_DESCRIPTION OF THE TASK:_
Tell how many lines in the data hold "syntax", giving that figure alone.

(Saved entries)
..............................

PR #7771, opened 2025-05-21
chore(ui): don't depend on pnpm syntax

avivkeller:
When we import `@node-core/ui-components` from `api-docs-tooling`, it can't contain non-npm syntax in it's `package.json`. Therefore, this PR removes the dependency on the `workspace:*` syntax.

### DIFF
--- a/packages/ui-components/package.json
+++ b/packages/ui-components/package.json
@@ -48,7 +48,6 @@
     "tailwindcss": "~4.0.17"
   },
   "devDependencies": {
-    "@node-core/website-i18n": "workspace:*",
     "@storybook/addon-controls": "^8.6.12",
     "@storybook/addon-interactions": "^8.6.12",
     "@storybook/addon-styling-webpack": "^1.0.1",
--- a/packages/ui-components/types.ts
+++ b/packages/ui-components/types.ts
@@ -1,4 +1,3 @@
-import type { LocaleConfig } from '@node-core/website-i18n/types';
 import type {
   SVGProps,
   AnchorHTMLAttributes,
@@ -19,7 +18,8 @@ export type FormattedMessage =
   | ReactElement<HTMLElement, string | JSXElementConstructor<HTMLElement>>
   | ReadonlyArray<ReactNode>;
 
-export type SimpleLocaleConfig = Pick<
-  LocaleConfig,
-  'name' | 'code' | 'localName'
->;
+export type SimpleLocaleConfig = {
+  code: string;
+  localName: string;
+  name: string;
+};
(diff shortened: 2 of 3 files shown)


AugustinMauroy (approved):

bmuenzenmeyer (approved):
sometimes DRYness is the enemy

canerakdas (approved):

dario-piotrowicz:
@avivkeller sorry for the silly question, but could you clarify how `api-docs-tooling` imports the package? 🙏

avivkeller:
It's not a silly question, we are still trying to figure that out in https://github.com/nodejs/api-docs-tooling/issues/236. Currently, in https://github.com/nodejs/api-docs-tooling/pull/273, I'm using [a package I made for us](https://github.com/avivkeller/git-deps) to [import `@node-core/rehype-shiki`](https://github.com/nodejs/api-docs-tooling/pull/273/files#diff-7ae45ad102eab3b6d7e7896acd08c427a9b25b346470d7bc6507b6481575d519R73-R74)

aymen94 (approved):

dario-piotrowicz:
> It's not a silly question, we are still trying to figure that out in [nodejs/api-docs-tooling#236](https://github.com/nodejs/api-docs-tooling/issues/236). Currently, in [nodejs/api-docs-tooling#273](https://github.com/nodejs/api-docs-tooling/pull/273), I'm using [a package I made for us](https://github.com/avivkeller/git-deps) to [import `@node-core/rehype-shiki`](https://github.com/nodejs/api-docs-tooling/pull/273/files#diff-7ae45ad102eab3b6d7e7896acd08c427a9b25b346470d7bc6507b6481575d519R73-R74)

I see, thanks a lot Aviv 🙂

Personally I would consider the option to publish the package as @AugustinMauroy [suggested](https://github.com/nodejs/api-docs-tooling/issues/236#issuecomment-2748364665).

Having to remove pnpm `workspace:*` dependencies from the package.json seems like a hack to me 🤔
(besides the extra complexity and maintenance burden, also as far as I can tell if non-permalink repository links are used there isn't currently any check to accidentally prevent the re-introduction of `workspace:*` dependencies and similar ones that would break dependent packages)

So all things considered I think I am not a huge fan of the approach 🤔, however I can live with it if everyone else is happy with it 🙂  (also considering that you're already using it for rehype-shiki)

avivkeller:
I recommend you raise your concerns in the dedicated issue.


This PR is intended to work for npm installations of this package, which was one of the goals we had in mind when migrating to the monorepo. That's always something we can change, however, I think that's a discussion for the other issue.

dario-piotrowicz:
> I recommend you raise your concerns in the dedicated issue.
> 
> This PR is intended to work for npm installations of this package, which was one of the goals we had in mind when migrating to the monorepo. That's always something we can change, however, I think that's a discussion for the other issue.

I see, sorry for the extra noise then :sweat:

PR #7781, opened 2025-05-26
chore(i18n): improve type safety

avivkeller:
## Description

This PR updates our types to better reflect i18n. For example, `t("...")` will now only accept valid i18n keys.

### Check List

### DIFF
--- a/apps/site/components/Downloads/Release/ReleaseCodeBox.tsx
+++ b/apps/site/components/Downloads/Release/ReleaseCodeBox.tsx
@@ -15,7 +15,6 @@ import {
   ReleaseContext,
   ReleasesContext,
 } from '#site/providers/releaseProvider';
-import type { IntlMessageKeys } from '#site/types/i18n';
 import type { ReleaseContextType } from '#site/types/release';
 import { INSTALL_METHODS } from '#site/util/downloadUtils';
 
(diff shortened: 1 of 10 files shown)


avivkeller:
image

apps/site/components/Downloads/Release/ReleaseCodeBox.tsx
```diff
@@ -144,7 +145,7 @@ const ReleaseCodeBox: FC = () => {
 
       <span className="text-center text-xs text-neutral-800 dark:text-neutral-200">
         <Skeleton loading={renderSkeleton} hide={!currentPlatform}>
-          {t(info, { platform: label })}{' '}
+          {t(info as IntlMessageKeys, { platform: label })}{' '}
```
ovflowd: Why are we doing casting all over the files?

AugustinMauroy:
aviv could you apply thing such as proposed here it's look little be simpler 
https://next-intl.dev/docs/workflows/typescript

avivkeller:
> aviv could you apply thing such as proposed here it's look little be simpler 
> 
> https://next-intl.dev/docs/workflows/typescript

That's what I did, see the `global.d.ts` file

AugustinMauroy:
> That's what I did, see the global.d.ts file

But I didn't get why you need a `as IntlMessageKeys`

avivkeller:
We cast in the download utilities because they are from JSON, so the JSON strings must be casted to our type.

apps/site/components/Downloads/Release/ReleaseCodeBox.tsx
avivkeller: See https://github.com/nodejs/nodejs.org/pull/7781#issuecomment-2912259694 + 27f26312

AugustinMauroy (approved):

PR #7797, opened 2025-05-31
feat(ui): add `DataTag`

avivkeller:
This is the `CircularIcon` component, based on the design shown below:

Design reference

Storybook preview:

Storybook preview

### DIFF
--- a/packages/ui-components/Common/CircularIcon/index.module.css
+++ b/packages/ui-components/Common/CircularIcon/index.module.css
@@ -9,19 +9,16 @@
     text-white;
 
   &.lg {
-    @apply h-12
-      w-12
+    @apply size-12
       text-2xl;
   }
 
   &.md {
-    @apply h-10
-      w-10
+    @apply size-10
       text-xl;
   }
 
   &.sm {
-    @apply h-8
-      w-8;
+    @apply size-8
   }
 }
--- a/packages/ui-components/Common/CircularIcon/index.module.css
+++ b/packages/ui-components/Common/CircularIcon/index.module.css
@@ -1,0 +1,27 @@
+@reference "../../styles/index.css";
+
+.icon {
+  @apply flex
+    items-center
+    justify-center
+    rounded-full
+    font-semibold
+    text-white;
+
+  &.lg {
+    @apply h-12
+      w-12
+      text-2xl;
+  }
+
+  &.md {
+    @apply h-10
+      w-10
+      text-xl;
+  }
+
+  &.sm {
+    @apply h-8
+      w-8;
+  }
+}
--- a/packages/ui-components/Common/CircularIcon/index.module.css
+++ b/packages/ui-components/Common/CircularIcon/index.module.css
@@ -19,6 +19,34 @@
   }
 
   &.sm {
-    @apply size-8
+    @apply size-8;
+  }
+
+  &.event {
+    @apply bg-purple-600;
+  }
+
+  &.method {
+    @apply bg-info-600;
+  }
+
+  &.property {
+    @apply bg-green-600;
+  }
+
+  &.class {
+    @apply bg-warning-600;
+  }
+
+  &.module {
+    @apply bg-red-600;
+  }
+
+  &.classMethod {
+    @apply bg-blue-600;
+  }
+
+  &.ctor {
+    @apply bg-pink-600;
   }
 }
--- a/packages/ui-components/Common/CircularIcon/index.stories.tsx
+++ b/packages/ui-components/Common/CircularIcon/index.stories.tsx
@@ -1,0 +1,18 @@
+import type { Meta as MetaObj, StoryObj } from '@storybook/react';
+
+import CircularIcon from '#ui/Common/CircularIcon';
+
+type Story = StoryObj<typeof CircularIcon>;
+type Meta = MetaObj<typeof CircularIcon>;
+
+export const Icons: Story = {
+  render: () => (
+    <div style={{ display: 'flex', gap: '16px', alignItems: 'center' }}>
+      <CircularIcon symbol="B" color="#3b82f6" size="sm" />
+      <CircularIcon symbol="G" color="#10b981" size="md" />
+      <CircularIcon symbol="R" color="#ef4444" size="lg" />
+    </div>
+  ),
+};
+
+export default { component: CircularIcon } as Meta;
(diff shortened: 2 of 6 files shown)


packages/ui-components/Common/CircularIcon/index.stories.tsx
```diff
@@ -0,0 +1,18 @@
+import type { Meta as MetaObj, StoryObj } from '@storybook/react';
+
+import CircularIcon from '#ui/Common/CircularIcon';
+
+type Story = StoryObj<typeof CircularIcon>;
+type Meta = MetaObj<typeof CircularIcon>;
+
+export const Icons: Story = {
+  render: () => (
+    <div style={{ display: 'flex', gap: '16px', alignItems: 'center' }}>
```
AugustinMauroy: This should be handled by tailwind like the rest of your stories

packages/ui-components/Common/CircularIcon/index.tsx
```diff
@@ -0,0 +1,24 @@
+import classNames from 'classnames';
+
+import styles from './index.module.css';
+
+interface CircularIconProps {
+  symbol: string;
+  color: string;
```
AugustinMauroy: What if we have something like kind: "sting" | "object" ....

avivkeller: WDYM? What would the object be of?

packages/ui-components/Common/CircularIcon/index.module.css
```diff
@@ -0,0 +1,27 @@
...
+  @apply flex
+    items-center
+    justify-center
+    rounded-full
+    font-semibold
+    text-white;
+
+  &.lg {
+    @apply h-12
+      w-12
```
canerakdas:
```suggestion
    @apply size-12
```

packages/ui-components/Common/CircularIcon/index.module.css
```diff
@@ -0,0 +1,27 @@
...
+      text-2xl;
+  }
+
+  &.md {
+    @apply h-10
+      w-10
```
canerakdas:
```suggestion
    @apply size-10
```

packages/ui-components/Common/CircularIcon/index.module.css
```diff
@@ -0,0 +1,27 @@
...
+      text-xl;
+  }
+
+  &.sm {
+    @apply h-8
+      w-8;
```
canerakdas:
```suggestion
    @apply size-8
```

packages/ui-components/Common/CircularIcon/index.tsx
canerakdas: I think we should not pass the color code as props, I am in favor of adding the possibilities here as kind and defining the color set here. For example, you can look at the badge component;

https://github.com/nodejs/nodejs.org/blob/main/packages/ui-components/Common/Badge/index.tsx#L6

https://github.com/nodejs/nodejs.org/blob/main/packages/ui-components/Common/Badge/index.module.css#L21-L37

This allows us to choose a background with the right contrast ratio with the background colors and not go beyond our color system

AugustinMauroy: exactly !

avivkeller: ahh got it.

packages/ui-components/Common/CircularIcon/index.tsx
```diff
@@ -0,0 +1,33 @@
...
+
+export type CircularIconProps = {
+  kind:
+    | 'event'
+    | 'method'
+    | 'property'
+    | 'class'
+    | 'module'
+    | 'classMethod'
+    | 'ctor';
```
avivkeller: These kinds link up directly with the types in `HeadingMetadataEntry` of `api-docs-tooling`.

AugustinMauroy: maybe add jsdoc for that

packages/ui-components/Common/CircularIcon/index.module.css
```diff
@@ -0,0 +1,52 @@
...
+    @apply size-10
+      text-xl;
+  }
+
+  &.sm {
+    @apply size-8;
+  }
+
+  &.event {
+    @apply bg-purple-600;
```
AugustinMauroy:
```suggestion
    @apply bg-accent1-600;
```

packages/ui-components/Common/CircularIcon/index.module.css
```diff
@@ -0,0 +1,52 @@
...
+  &.module {
+    @apply bg-red-600;
+  }
+
+  &.classMethod {
+    @apply bg-blue-600;
+  }
+
+  &.ctor {
+    @apply bg-pink-600;
```
AugustinMauroy:
```suggestion
    @apply bg-accent2-600;
```

packages/ui-components/Common/CircularIcon/index.tsx
AugustinMauroy, line 1: call it dataTag (Figma name and I like it)

packages/ui-components/Common/CircularIcon/index.tsx
```diff
@@ -0,0 +1,33 @@
...
+  property: 'P',
+  class: 'C',
+  module: 'M',
+  classMethod: 'S',
+  ctor: 'C',
+} as const;
+
+export default function CircularIcon({ kind, size = 'md' }: CircularIconProps) {
+  return (
+    <div className={classNames(styles.icon, styles[size], styles[kind])}>
```
AugustinMauroy:
```suggestion
    <div className={classNames(styles.icon, styles[size], styles[kind])} title={kind}>
```

it's will allow the user to know what doesn't it mean by hovering

AugustinMauroy (approved):
LGTM ! That's clean

packages/ui-components/Common/DataTag/index.tsx
```diff
@@ -0,0 +1,36 @@
...
+  ctor: 'C',
+} as const;
+
+export default function DataTag({ kind, size = 'md' }: DataTagProps) {
+  return (
+    <div className={classNames(styles.dataTag, styles[size], styles[kind])}>
+      <span>{symbolMap[kind]}</span>
+    </div>
+  );
+}
```
canerakdas:
```tsx
const DataTag: FC<DataTagProps> = ({ kind, size = 'md' }) => (
  <div className={classNames(styles.dataTag, styles[size], styles[kind])}>
    <span>{symbolMap[kind]}</span>
  </div>
);

export default DataTag;
```
As a [best practice](https://github.com/nodejs/nodejs.org/blob/main/COLLABORATOR_GUIDE.md#how-a-new-component-should-look-like-when-freshly-created) you can use arrow function, also no need to return

avivkeller:
Fast-tracking so I can add this to the web generator. If you approve, merge when ready.

ovflowd (approved):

..............................

_OUTPUT:_
2